Task item. A line below contains "chore: Change service", and a later one contains "As it turns". Repeat both, with every line between them, exactly.

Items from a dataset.
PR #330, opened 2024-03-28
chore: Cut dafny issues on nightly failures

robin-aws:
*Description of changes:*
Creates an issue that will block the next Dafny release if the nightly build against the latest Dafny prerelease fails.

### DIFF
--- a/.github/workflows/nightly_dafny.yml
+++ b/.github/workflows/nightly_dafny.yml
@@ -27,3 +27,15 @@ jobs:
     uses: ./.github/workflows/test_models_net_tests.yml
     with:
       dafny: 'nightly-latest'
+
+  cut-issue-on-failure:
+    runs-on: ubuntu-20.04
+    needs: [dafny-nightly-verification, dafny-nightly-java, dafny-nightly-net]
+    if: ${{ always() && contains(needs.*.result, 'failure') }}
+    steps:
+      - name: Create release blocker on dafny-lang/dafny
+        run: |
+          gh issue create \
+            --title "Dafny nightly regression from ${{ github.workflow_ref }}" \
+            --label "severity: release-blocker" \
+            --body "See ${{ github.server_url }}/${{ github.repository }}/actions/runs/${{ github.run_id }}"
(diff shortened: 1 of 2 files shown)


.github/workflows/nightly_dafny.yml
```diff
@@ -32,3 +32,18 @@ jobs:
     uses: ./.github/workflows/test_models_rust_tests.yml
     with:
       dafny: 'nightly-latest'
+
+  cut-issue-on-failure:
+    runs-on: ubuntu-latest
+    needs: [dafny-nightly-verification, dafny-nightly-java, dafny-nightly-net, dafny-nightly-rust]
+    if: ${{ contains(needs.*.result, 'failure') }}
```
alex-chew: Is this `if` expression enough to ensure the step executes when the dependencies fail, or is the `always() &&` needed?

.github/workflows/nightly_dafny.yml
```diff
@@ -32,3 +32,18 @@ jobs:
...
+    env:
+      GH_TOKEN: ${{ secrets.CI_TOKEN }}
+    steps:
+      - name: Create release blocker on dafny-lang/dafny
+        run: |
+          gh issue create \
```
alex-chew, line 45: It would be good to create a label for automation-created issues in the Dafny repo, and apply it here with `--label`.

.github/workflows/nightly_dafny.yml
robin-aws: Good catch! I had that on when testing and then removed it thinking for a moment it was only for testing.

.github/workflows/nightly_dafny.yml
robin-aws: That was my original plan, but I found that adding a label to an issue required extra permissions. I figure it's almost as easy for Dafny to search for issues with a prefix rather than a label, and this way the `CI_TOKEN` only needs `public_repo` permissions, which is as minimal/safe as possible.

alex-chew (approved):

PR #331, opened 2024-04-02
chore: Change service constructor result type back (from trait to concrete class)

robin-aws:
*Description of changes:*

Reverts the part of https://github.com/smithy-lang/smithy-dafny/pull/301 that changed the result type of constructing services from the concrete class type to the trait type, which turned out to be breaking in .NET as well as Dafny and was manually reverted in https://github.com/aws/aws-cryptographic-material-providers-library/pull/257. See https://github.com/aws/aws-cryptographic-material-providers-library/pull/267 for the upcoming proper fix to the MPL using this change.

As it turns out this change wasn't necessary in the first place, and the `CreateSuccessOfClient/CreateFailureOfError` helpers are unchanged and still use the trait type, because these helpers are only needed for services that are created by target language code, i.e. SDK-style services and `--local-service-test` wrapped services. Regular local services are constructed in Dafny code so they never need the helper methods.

...

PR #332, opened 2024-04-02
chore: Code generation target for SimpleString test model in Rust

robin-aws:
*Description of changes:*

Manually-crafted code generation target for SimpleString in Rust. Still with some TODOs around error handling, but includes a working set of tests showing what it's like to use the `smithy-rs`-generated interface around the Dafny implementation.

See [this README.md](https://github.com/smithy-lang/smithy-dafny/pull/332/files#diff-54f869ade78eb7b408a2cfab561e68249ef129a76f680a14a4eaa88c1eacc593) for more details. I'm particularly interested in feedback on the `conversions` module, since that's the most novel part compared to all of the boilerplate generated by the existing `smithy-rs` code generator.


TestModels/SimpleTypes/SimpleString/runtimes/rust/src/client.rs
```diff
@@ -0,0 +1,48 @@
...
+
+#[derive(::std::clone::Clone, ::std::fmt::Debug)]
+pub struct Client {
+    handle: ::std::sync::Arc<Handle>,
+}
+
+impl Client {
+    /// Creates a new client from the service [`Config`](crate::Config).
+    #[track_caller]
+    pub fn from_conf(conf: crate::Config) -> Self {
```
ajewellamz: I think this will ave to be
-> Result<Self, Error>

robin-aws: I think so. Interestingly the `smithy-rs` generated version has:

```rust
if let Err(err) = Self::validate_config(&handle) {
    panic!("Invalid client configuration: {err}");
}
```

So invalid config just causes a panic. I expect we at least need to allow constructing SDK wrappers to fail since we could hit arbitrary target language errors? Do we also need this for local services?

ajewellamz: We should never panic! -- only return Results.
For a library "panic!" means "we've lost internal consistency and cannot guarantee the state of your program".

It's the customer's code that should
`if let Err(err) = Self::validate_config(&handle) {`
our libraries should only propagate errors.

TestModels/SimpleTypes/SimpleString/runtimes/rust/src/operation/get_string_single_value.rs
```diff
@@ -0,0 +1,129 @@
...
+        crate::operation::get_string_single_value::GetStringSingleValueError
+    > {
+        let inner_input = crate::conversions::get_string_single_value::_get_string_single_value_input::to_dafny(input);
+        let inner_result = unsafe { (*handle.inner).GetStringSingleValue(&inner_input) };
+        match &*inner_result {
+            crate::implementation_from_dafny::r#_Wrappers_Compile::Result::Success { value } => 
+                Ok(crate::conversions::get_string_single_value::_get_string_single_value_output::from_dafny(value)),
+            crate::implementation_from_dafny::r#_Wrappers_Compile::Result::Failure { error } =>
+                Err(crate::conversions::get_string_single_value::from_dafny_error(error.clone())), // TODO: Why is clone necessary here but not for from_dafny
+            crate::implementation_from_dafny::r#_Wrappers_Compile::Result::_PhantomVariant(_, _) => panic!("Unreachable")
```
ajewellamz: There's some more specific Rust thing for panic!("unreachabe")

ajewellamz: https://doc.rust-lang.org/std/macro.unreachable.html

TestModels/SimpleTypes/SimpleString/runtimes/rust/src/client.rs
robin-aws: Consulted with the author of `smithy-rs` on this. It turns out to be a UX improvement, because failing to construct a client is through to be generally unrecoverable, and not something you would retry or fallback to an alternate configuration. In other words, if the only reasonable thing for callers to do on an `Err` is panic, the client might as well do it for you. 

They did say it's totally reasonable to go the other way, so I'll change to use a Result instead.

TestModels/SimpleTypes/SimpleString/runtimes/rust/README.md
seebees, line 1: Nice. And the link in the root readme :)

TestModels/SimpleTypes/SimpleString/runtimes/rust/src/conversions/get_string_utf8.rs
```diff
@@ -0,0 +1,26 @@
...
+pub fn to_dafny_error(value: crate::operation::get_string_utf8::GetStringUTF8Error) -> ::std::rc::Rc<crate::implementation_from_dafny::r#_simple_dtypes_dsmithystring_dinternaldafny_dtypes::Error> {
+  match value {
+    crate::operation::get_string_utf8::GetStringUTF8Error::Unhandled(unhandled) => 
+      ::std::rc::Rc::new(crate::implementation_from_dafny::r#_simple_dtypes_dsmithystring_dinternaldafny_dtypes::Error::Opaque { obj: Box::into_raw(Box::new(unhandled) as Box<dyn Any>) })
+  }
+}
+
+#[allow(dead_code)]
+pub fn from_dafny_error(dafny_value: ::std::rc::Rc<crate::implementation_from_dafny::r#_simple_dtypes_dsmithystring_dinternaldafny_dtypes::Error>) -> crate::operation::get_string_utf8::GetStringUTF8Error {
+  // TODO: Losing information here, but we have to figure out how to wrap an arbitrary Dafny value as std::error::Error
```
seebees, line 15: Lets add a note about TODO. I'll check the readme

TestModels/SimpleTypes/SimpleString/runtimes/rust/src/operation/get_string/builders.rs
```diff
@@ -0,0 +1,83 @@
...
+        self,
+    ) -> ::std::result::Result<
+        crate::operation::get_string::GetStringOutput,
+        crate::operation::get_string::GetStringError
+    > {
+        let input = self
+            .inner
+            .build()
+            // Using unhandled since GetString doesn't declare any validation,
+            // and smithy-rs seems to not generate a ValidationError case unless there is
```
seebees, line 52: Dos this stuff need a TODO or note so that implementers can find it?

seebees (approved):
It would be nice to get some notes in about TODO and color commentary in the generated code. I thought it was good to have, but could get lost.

Response to this task.
chore: Change service constructor result type back (from trait to concrete class)

robin-aws:
*Description of changes:*

Reverts the part of https://github.com/smithy-lang/smithy-dafny/pull/301 that changed the result type of constructing services from the concrete class type to the trait type, which turned out to be breaking in .NET as well as Dafny and was manually reverted in https://github.com/aws/aws-cryptographic-material-providers-library/pull/257. See https://github.com/aws/aws-cryptographic-material-providers-library/pull/267 for the upcoming proper fix to the MPL using this change.

As it turns out this change wasn't necessary in the first place, and the `CreateSuccessOfClient/CreateFailureOfError` helpers are unchanged and still use the trait type, because these helpers are only needed for services that are created by target language code, i.e. SDK-style services and `--local-service-test` wrapped services. Regular local services are constructed in Dafny code so they never need the helper methods.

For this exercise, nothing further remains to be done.